Базилевский и Малинин окончили Политехнический в одном и том же возрасте — в 25 лет, только Базилевский — на одиннадцать лет позже. Он работал [145] в Балтийском морском пароходстве, потом наблюдал за перестройкой двух легких крейсеров типа «Светлана» в танкеры. На одном из них — «Азнефть» — ходил в море. После перевода в Регистр СССР, размещавшийся тогда в Москве, изучал чертежи, составленные другими, а думал о субмаринах. Но лодок страна пока не строила. В конце 1926 года Базилевский узнал: организована группа для проектирования первых советских подводных кораблей. Выяснив, кто возглавил новое дело, Базилевский написал письмо Малинину, а через некоторое время позвонил Борису Михайловичу по телефону.

— Да, письмо ваше получил, — ответил Малинин. — Постараюсь со вниманием отнестись к вашей просьбе, а пока имеется встречная: попробуйте, пожалуйста, теоретически исследовать влияние глубины на работу гребного винта...

Базилевский понял, что это — вступительный экзамен. Тем же вечером сел за стол. Задача, поставленная Малининым, оказалась увлекательной. Примерно через месяц отправил несколько листков с расчетами и с нетерпением ожидал ответа. Но он пришел не по почте. Зазвонил телефон. Сергей Александрович сразу узнал голос: «Я в Москве. Если не трудно, загляните ко мне, живу у сестры Марины. Адрес...» Имя сводной сестры Малинина — Марины Михайловны Малининой, а по мужу Расковой, будущего прославленного авиатора и Героя Советского Союза, через десять с лишним лет узнал весь мир. В квартира Марины Михайловны и состоялась первая встреча Малинина и Базилевского. «Расчеты ваши получил, — сказал Борис Михайлович. — Кое-какие соображения разделяю, с некоторыми готов поспорить, но это уже после, когда придете к нам работать. Петр Федорович Папкович вас горячо рекомендовал. Таким образом, мы бы вас все равно нашли и пригласили в свою компанию. Пока нас немного, всего несколько человек. Но дальше, надо полагать, разрастемся». Провожая, спросил: «А чем это вы Петру Федоровичу, если не секрет, так приглянулись? Ведь поработать с ним, насколько мне известно, вы не успели, были лишь его студентом?»

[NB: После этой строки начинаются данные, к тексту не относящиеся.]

PR #2049, opened 2020-12-03
Eliminate gradient globals from `dfocc`

JonathonMisiewicz:
## Description
Part of the DF Gradient refactor. It's become clear that Rob's implementation of the DF-MP2 gradients can't be generalized without incurring a performance hit, so the scope of the project now is to generalize what `dfocc` does out of `dfocc` so other modules (like `dct`) can use it. The current step of that is to make the procedure independent of `dfocc` globals.

While I was at it, I got rid of unneeded headers and did some other minor code cleanup.

## Todos
- [x] Some `dfocc` cleanup

## Checklist
- [x] `ctest -L df$` and `test_standard_suite.py` pass

## Status
- [x] Ready for review
- [x] Ready for merge

### DIFF
--- a/psi4/src/psi4/dfocc/dfocc.h
+++ b/psi4/src/psi4/dfocc/dfocc.h
@@ -79,8 +79,8 @@ class DFOCC : public Wavefunction {
     void tpdm_tilde_cc();
     void back_trans_cc();
     void dfgrad();
-    void oei_grad();
-    void tei_grad(std::string aux_type);
+    void oei_grad(std::map<std::string, SharedMatrix>&);
+    void tei_grad(std::string aux_type, std::map<std::string, SharedMatrix>&);
     void gfock_oo();
     void gfock_vo();
     void gfock_ov();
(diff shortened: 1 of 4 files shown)


psi4/src/psi4/dfocc/dfocc.h
```diff
@@ -595,10 +595,6 @@ class DFOCC : public Wavefunction {
     std::shared_ptr<DIISManager> ccsdDiisManagerAB;
     std::shared_ptr<DIISManager> ccsdlDiisManager;
 
-    // Gradients
-    std::map<std::string, SharedMatrix> gradients;
-    std::vector<std::string> gradient_terms;
```
loriab, line 600: yay for dropping things from this header

loriab (approved):
looks like a cleaner pattern for dfocc to use

jturney (approved):

andysim (approved):
Nice cleanup - thanks!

Все началось на заводе, где восстанавливали для молодого Советского Военно-Морского Флота эскадренные миноносцы типа «Новик». Послужившие прототипом [146] современных эсминцев всех флотов, «Новики» в годы первой мировой войны были самыми мощными и быстроходными кораблями своего класса. Головной корабль серии на мерной миле развил неслыханную скорость, которая довольно долго оставалась непревзойденной, — 37,15 узла.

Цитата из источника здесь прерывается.